Il y’ a 31 ans, le Réal, à la surprise générale, remportait la 29è édition de Dame coupe en battant 2-0 le Djoliba grâce à deux réalisations d’Adama Traoré et de Harouna Coulibaly. Une finale qui s’est déroulée sous les yeux du reporter de L’Essor, Gaoussou Drabo dont nous vous proposons l’excellent compte rendu.

La Coupe du Mali a son ironie et ses perversités. Elle ne les exerce pas toujours mais lorsqu’elle le fait, c’est d’habitude avec une cruauté fatale. Cette année, son ironie fut d’avoir éconduit successivement en demi-finale puis en finale ses deux prétendants les plus sérieux, ou du moins les plus attendus. Sa perversité fut d’avoir administré à l’un et à l’autre et cela à 72 heures d’intervalle la même cinglante leçon : le statut de favori se justifie sur le terrain non pas seulement avec du muscle et du souffle, mais peut-être surtout avec de la jugeote.

Le Stade malien en demi-finale et le Djoliba en finale sont tombés, frappés de la même balle, celle qu’ils se sont tiré sur eux-mêmes en mettant dans leurs crampons le plomb qui aurait dû équilibrer leur cervelle tactique. Ils n’auront donc pas tellement de regrets à nourrir s’ils étaient logiques avec eux-mêmes. Car les erreurs commises par les deux encadrements sont précisément celles que nous relevons à longueur de la saison dans les colonnes de L’Essor.

Sans que cela ne provoque le moindre frémissement d’auto critique et de remise en cause sur les bancs de touche. Alors sans vouloir tirer les ambulances, reconnaissons tout de même que l’élimination du Stade malien était méritée et la chute des Rouges, logique. Lorsqu’on monte sur le terrain armé de la seule conviction qu’on est le meilleur et lorsqu’on attend de l’adversaire qu’il vienne vous confirmer la bonne opinion que vous avez de vous-mêmes, il est tout à fait normal que l’aventure tourne pour vous à l’inattendu.
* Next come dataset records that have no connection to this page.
PR #530, opened 2024-10-21
Add -allow-unreleased-menhir

JasonGross:
This will allow https://github.com/coq/opam/tree/master/extra-dev/packages/coq-compcert/coq-compcert.dev to drop the patch that makes `./configure` compatible with unreleased / dev versions of menhir.

### DIFF
--- a/configure
+++ b/configure
@@ -30,6 +30,7 @@ clightgen=false
 install_coqdev=false
 ignore_coq_version=false
 ignore_ocaml_version=false
+allow_unreleased_menhir=false
 library_Flocq=local
 library_MenhirLib=local
 
@@ -101,6 +102,7 @@ Options:
   -install-coqdev      Also install the Coq development (implied by -clightgen)
   -ignore-coq-version  Accept to use experimental or unsupported versions of Coq
   -ignore-ocaml-version Accept to use experimental or unsupported versions of OCaml
+  -allow-unreleased-menhir Accept to use experimental / unreleased versions of Menhir
 '
 
 #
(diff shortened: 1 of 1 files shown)


xavierleroy:
I must have missed something.  Why do we need to support unreleased / dev versions of Menhir?  They are unreleased for a reason...

JasonGross:
Hm, I guess I was poking at things I don't understand, sorry. 

@MSoegtropIMC added such a patch in https://github.com/coq/opam/pull/1536, saying
> The patched to allow unreleased menhir versions should stay permanently in the dev package, since it is not desirable to merge it upstream (a well known menhir version is preferable there).

and

>  FYI : this is required for the Coq platform master branch

I thought, upon seeing only the code, without looking into its history, it would make sense to add a flag here.  (I originally thought it was required for the master version of Coq, but I guess not.)

I guess the reason this is required for Coq Platform is that the dev switch / master version requires that all packages it installs be compatible, and the dev version of coq-menhirlib is otherwise incompatible with CompCert.  @MSoegtropIMC is this correct?

xavierleroy:
No problem!  Thank you and @MSoegtropIMC for the clarification.

MSoegtropIMC:
> I guess the reason this is required for Coq Platform is that the dev switch / master version requires that all packages it installs be compatible, and the dev version of coq-menhirlib is otherwise incompatible with CompCert. @MSoegtropIMC is this correct?

Yes. if we build Coq Platform dev all packages are dev packages and CompCert needs to compile with this dev version of menhir. But it is not desirable to have this outside of the dev packages, so I think it could/should stay in the dev opam package forever.

PR #532, opened 2024-10-29
Use GNU make's wildcard expansion instead of the shell's, because the…

monniaux:
… shell will leave a export/*.glob item in there if there are no export/*.glob files.

The Makefile only works with gmake anyway.
It would be possible to use option nullglob in bash, but many systems now use dash.

### DIFF
--- a/Makefile
+++ b/Makefile
@@ -261,7 +261,7 @@ documentation: $(FILES)
 	mkdir -p doc/html
 	rm -f doc/html/*.html
 	coq2html -d doc/html/ -base compcert -short-names \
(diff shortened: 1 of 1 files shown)


monniaux:
And this script also works with MacOS Make.

xavierleroy:
In general I like the use of `make` functions instead of shell scripts, e.g. `$(foreach ...)` instead of `for`.  The problem with `$(wildcard ...)` in commands is that it can generate very long command lines that exceed Windows' limits.  We ran into this problem with the `rm` commands in `make clean`; that's why they still use shell globbing.

I'm going to push a different fix for issue  #533.

PR #3, opened 2025-07-06
feat: parsec-vdd

galaxy-s10:


example/lib/main.dart
```diff
@@ -243,6 +243,54 @@ class _SimulatorScreenState extends State<SimulatorScreen> {
     HardwareSimulator.performTouchEvent(x, y, touchId, false, 0);
   }
 
+  int _currentDisplayId = -1; // 存储当前创建的显示器ID
+
+  void createDisplay() async {
+    try {
+      // First initialize Parsec
+      bool initialized = await HardwareSimulator.initializeParsec();
```
zhuhaichao518, line 251: Please use some name like initializeParsecVdd, we are not using the parsec project but parsec-vdd.

PR #13, opened 2026-05-14
fix(android): decouple locked key bridge from gamepads

zhuhaichao518:
## Summary

- Add a hardware-simulator-owned Android activity bridge for locked key events.
- Remove the Android plugin's direct dependency on `gamepads_android`.
- Keep locked mouse keyboard forwarding in `hardware_simulator` instead of extending the gamepads activity interface.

Affirmer que la victoire des Scorpions était prévisible pour cette 29è édition de la Coupe du Mali ressemblerait à une provocation gratuite. Pourtant qui connaît les poulains de Molo (feu Molobaly Coulibaly, ndlr) savait qu’ils risquaient de réussir un mauvais tour dans leur dernier grand match de la saison. Et pour s’en convaincre il suffisait de se rappeler leurs mauvaises sorties en quart et en demi-finale. Dimanche (le 6 août 1989, ndlr) contre les Communards, Malick Tandjogora et ses partenaires furent exécrables ne se tirant d’affaire que par K.O. acquis tardivement et par surprise sur un adversaire encore un peu «léger» du point de vue expérience. Or, les Scorpions ont la bizarre manie de bien conclure ce qu’ils commencent mal (et inversement).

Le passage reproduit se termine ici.